WHAT IS NEEDED —
Lines in the entries below where the word "rewardAmountInWei" shows up should each be copied.

DATASET RECORDS below:

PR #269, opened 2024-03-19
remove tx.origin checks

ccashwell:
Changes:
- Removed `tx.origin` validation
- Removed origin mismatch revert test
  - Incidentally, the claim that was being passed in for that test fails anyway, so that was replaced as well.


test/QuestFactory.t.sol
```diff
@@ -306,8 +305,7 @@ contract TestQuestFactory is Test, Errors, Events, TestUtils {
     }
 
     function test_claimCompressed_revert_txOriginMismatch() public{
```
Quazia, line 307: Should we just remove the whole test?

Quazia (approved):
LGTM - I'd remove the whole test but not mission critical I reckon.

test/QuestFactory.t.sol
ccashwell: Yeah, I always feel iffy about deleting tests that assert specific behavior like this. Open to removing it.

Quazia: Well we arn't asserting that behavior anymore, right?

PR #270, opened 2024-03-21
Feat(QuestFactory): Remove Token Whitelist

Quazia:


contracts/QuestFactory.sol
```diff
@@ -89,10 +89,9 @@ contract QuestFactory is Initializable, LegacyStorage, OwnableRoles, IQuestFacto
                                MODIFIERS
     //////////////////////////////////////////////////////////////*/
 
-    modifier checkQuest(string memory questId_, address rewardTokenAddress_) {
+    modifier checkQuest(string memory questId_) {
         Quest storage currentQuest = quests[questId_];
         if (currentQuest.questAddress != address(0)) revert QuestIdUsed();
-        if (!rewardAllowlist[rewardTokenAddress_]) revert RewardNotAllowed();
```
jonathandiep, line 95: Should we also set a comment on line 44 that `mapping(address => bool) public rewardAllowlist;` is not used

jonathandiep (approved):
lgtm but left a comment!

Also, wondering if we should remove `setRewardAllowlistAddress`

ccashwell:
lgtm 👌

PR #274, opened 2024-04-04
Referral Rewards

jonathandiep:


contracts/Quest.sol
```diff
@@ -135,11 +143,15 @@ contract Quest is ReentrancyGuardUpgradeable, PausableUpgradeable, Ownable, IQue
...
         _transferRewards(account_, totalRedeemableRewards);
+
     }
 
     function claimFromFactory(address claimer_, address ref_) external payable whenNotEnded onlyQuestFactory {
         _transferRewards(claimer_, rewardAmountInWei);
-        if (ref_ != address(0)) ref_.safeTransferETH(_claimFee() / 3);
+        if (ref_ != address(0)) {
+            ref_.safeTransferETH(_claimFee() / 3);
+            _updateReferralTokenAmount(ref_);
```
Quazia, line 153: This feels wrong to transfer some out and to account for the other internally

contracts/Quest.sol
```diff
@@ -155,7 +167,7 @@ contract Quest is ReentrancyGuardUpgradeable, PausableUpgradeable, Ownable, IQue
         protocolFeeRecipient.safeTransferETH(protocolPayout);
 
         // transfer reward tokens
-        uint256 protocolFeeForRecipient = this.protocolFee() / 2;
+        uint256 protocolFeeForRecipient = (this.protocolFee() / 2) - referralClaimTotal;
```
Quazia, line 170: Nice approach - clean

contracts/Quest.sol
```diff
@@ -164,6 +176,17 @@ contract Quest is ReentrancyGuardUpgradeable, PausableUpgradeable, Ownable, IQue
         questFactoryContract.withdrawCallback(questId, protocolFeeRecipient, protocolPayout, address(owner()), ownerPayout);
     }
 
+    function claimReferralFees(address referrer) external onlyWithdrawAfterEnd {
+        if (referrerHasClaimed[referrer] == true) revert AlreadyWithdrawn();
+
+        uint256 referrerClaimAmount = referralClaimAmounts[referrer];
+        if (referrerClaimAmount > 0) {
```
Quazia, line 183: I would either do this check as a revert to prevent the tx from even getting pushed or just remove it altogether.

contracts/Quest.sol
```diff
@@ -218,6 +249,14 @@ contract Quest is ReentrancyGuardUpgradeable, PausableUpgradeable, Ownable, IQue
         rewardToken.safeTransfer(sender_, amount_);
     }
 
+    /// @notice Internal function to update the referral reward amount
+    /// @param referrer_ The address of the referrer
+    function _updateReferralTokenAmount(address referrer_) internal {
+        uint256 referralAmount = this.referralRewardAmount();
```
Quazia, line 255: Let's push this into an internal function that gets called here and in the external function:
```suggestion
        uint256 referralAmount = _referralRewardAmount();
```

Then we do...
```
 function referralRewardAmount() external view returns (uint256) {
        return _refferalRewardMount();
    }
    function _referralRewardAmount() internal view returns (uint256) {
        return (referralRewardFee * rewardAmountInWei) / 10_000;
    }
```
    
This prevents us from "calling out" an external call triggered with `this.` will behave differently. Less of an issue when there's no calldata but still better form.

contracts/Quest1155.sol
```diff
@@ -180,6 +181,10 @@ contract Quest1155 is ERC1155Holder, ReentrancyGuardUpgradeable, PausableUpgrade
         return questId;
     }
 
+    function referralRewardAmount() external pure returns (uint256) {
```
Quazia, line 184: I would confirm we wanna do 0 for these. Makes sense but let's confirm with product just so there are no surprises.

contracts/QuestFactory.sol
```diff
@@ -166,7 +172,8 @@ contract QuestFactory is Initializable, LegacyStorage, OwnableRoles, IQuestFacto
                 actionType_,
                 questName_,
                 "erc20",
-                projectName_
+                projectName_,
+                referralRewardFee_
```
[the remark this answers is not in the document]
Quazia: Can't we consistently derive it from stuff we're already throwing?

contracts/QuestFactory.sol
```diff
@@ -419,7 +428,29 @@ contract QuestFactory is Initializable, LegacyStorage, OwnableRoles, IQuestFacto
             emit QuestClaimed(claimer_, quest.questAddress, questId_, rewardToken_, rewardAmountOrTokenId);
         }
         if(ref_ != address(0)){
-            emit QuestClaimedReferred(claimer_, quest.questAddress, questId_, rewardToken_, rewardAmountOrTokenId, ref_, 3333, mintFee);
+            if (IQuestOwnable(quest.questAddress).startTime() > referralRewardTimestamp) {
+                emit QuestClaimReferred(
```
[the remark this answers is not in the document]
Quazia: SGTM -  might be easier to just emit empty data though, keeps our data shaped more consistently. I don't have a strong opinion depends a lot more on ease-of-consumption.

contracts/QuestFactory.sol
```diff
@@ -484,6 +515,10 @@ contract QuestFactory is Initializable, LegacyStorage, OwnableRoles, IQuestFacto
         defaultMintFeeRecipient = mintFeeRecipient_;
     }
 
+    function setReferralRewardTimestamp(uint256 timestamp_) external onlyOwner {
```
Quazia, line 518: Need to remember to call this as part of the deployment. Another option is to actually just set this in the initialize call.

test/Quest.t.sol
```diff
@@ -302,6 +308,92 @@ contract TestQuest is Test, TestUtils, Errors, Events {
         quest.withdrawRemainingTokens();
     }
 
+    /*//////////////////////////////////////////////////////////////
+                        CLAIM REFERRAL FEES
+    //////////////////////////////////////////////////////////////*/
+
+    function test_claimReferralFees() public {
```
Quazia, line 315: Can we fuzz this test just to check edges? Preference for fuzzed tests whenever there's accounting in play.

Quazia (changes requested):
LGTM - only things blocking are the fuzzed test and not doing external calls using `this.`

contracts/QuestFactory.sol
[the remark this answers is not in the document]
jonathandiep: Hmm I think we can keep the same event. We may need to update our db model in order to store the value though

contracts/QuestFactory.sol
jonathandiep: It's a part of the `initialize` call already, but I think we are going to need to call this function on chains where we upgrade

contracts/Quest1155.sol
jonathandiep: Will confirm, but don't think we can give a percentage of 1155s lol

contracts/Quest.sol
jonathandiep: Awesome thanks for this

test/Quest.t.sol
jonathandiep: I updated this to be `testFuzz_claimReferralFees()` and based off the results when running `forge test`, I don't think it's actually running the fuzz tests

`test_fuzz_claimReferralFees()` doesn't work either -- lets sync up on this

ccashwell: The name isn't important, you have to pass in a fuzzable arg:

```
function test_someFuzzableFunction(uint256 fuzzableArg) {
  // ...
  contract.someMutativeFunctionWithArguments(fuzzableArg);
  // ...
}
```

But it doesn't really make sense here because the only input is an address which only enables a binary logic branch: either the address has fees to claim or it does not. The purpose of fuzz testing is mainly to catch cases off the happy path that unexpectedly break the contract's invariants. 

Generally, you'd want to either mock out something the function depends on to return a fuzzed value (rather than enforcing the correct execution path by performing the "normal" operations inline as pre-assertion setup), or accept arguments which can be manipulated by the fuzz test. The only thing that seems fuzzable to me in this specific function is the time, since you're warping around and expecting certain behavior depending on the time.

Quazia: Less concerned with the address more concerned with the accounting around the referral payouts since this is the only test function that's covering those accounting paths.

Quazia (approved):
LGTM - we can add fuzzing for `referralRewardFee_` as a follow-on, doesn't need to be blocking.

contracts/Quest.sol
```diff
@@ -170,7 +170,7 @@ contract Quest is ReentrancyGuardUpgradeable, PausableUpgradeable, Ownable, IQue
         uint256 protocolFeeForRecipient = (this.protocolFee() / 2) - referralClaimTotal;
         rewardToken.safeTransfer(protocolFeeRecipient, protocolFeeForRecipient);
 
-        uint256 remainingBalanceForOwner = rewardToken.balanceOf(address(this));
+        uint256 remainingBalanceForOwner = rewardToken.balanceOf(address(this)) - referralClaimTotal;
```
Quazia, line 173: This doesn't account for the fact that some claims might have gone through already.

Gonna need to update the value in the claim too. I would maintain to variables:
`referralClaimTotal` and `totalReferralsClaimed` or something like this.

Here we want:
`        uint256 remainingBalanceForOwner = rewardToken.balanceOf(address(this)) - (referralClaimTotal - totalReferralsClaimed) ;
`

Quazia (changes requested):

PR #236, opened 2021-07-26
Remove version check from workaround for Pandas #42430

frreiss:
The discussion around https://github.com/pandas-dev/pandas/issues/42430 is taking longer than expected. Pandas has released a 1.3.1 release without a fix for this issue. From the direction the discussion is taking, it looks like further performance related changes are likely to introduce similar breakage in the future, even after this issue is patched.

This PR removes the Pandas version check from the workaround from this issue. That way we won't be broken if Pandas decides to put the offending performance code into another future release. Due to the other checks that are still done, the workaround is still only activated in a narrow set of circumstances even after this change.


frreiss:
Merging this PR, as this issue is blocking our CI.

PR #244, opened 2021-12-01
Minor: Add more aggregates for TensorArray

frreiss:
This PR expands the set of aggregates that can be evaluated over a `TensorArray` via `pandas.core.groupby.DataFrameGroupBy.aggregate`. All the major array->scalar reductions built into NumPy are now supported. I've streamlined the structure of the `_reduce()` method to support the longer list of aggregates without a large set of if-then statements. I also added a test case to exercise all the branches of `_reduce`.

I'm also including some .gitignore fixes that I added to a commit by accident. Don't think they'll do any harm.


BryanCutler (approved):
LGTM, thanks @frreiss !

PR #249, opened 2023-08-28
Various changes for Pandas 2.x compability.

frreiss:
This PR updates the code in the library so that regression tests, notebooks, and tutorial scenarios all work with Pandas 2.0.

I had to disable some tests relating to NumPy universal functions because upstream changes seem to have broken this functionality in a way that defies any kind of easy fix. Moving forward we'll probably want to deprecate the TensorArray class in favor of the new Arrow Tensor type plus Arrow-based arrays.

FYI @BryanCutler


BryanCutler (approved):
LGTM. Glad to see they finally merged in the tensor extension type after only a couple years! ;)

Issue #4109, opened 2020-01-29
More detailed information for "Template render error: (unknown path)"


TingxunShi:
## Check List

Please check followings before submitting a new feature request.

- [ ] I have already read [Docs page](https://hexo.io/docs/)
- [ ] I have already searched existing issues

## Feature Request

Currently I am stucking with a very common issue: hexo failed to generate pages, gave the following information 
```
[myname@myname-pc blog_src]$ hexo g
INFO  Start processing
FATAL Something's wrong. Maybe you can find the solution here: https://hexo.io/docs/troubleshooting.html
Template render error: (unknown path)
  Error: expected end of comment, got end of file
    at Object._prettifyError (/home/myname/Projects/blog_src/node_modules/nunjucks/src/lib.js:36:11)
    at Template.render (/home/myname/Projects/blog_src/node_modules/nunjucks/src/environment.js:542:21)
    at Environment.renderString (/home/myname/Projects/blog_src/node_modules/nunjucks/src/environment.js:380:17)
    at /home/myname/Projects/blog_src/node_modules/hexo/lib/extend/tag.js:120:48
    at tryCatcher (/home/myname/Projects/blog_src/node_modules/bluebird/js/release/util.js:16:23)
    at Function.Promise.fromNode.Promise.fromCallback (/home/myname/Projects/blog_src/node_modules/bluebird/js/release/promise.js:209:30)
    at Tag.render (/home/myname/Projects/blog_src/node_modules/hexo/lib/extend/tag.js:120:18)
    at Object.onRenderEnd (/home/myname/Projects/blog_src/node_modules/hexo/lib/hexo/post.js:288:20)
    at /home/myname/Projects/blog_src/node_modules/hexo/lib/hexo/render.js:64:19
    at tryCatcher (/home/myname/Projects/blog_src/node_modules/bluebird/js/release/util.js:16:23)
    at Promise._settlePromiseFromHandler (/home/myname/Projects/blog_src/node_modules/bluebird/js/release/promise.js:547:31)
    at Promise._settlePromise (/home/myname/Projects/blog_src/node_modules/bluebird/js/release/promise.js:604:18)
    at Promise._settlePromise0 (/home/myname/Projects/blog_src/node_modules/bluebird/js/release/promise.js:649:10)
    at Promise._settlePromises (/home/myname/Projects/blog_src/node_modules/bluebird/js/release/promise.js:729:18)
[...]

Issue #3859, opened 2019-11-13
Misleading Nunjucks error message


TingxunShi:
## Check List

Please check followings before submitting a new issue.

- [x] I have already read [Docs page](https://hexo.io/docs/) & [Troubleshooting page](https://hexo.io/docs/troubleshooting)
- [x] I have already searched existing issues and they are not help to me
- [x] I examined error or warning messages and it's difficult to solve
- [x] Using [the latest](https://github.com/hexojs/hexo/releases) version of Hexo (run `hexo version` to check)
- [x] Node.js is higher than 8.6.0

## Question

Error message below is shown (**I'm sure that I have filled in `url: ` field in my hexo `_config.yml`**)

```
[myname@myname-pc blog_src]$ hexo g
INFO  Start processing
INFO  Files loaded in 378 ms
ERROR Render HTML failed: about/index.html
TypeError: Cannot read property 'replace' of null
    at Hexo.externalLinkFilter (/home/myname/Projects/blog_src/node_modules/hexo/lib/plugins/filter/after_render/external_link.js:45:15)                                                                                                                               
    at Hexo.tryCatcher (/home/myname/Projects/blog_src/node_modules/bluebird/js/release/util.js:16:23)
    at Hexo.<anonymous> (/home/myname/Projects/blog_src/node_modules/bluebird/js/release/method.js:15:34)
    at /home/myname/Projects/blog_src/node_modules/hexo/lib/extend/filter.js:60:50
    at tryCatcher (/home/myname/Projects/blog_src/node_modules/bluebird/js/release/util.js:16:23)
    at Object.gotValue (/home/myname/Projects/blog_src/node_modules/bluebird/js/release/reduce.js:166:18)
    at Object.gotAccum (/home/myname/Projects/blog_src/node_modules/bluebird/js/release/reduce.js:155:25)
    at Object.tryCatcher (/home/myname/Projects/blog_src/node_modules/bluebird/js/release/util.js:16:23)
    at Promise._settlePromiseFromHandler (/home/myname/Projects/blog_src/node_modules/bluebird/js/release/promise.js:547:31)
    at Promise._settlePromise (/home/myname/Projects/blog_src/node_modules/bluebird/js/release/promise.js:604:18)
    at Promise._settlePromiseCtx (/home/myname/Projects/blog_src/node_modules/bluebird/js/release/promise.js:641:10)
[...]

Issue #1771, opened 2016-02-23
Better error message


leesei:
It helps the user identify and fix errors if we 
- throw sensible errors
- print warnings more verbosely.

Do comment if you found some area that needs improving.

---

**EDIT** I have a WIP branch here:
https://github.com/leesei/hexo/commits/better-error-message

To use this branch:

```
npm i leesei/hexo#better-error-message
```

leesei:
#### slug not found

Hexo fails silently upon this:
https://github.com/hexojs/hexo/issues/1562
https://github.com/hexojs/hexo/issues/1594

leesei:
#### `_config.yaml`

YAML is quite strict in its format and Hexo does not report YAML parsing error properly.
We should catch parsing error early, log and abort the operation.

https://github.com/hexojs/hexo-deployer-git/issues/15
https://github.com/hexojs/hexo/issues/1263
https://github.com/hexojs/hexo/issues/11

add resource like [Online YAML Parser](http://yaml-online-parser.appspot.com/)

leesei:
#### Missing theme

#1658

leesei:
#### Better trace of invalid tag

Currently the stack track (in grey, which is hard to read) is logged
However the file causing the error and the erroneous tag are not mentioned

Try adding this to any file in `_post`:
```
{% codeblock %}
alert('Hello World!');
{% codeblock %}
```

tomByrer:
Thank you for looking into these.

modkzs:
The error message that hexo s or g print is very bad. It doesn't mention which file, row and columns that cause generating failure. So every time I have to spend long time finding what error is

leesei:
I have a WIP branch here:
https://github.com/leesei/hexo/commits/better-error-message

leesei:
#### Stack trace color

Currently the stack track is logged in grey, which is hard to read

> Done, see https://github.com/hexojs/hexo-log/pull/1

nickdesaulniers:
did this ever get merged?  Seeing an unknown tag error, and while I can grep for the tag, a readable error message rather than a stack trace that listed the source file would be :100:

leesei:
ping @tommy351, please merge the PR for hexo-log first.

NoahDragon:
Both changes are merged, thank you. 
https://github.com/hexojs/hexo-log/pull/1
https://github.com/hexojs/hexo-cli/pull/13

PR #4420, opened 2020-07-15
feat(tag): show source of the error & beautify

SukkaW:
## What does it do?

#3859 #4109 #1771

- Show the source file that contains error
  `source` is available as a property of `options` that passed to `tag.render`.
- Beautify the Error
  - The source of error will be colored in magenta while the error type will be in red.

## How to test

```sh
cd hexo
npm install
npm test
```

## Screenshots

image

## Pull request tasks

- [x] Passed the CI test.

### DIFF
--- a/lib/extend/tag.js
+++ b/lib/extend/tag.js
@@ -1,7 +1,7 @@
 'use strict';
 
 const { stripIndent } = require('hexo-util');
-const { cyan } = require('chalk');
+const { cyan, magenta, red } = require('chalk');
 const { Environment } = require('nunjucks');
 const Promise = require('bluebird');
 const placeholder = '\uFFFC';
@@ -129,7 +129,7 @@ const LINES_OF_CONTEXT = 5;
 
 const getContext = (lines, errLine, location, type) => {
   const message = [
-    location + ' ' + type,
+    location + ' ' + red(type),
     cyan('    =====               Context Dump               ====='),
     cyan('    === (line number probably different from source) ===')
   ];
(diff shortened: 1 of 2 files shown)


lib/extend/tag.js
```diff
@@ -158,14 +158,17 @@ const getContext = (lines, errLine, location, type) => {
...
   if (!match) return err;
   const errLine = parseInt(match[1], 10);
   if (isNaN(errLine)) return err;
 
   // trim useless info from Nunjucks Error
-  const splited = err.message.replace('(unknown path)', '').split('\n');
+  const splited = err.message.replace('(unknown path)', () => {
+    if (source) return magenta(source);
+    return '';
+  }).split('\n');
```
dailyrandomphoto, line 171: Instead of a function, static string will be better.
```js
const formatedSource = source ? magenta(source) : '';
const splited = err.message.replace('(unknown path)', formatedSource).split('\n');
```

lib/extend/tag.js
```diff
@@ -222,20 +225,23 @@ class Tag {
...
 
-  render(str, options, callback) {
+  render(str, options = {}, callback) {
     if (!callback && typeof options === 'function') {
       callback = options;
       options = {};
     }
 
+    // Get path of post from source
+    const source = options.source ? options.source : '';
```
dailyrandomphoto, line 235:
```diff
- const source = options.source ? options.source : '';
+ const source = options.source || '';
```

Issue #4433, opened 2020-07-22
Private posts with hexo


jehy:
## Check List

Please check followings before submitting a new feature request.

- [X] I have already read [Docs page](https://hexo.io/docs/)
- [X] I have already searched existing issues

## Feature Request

End of DATASET RECORDS.

WRITTEN REPLY —
         _transferRewards(claimer_, rewardAmountInWei);
        return (referralRewardFee * rewardAmountInWei) / 10_000;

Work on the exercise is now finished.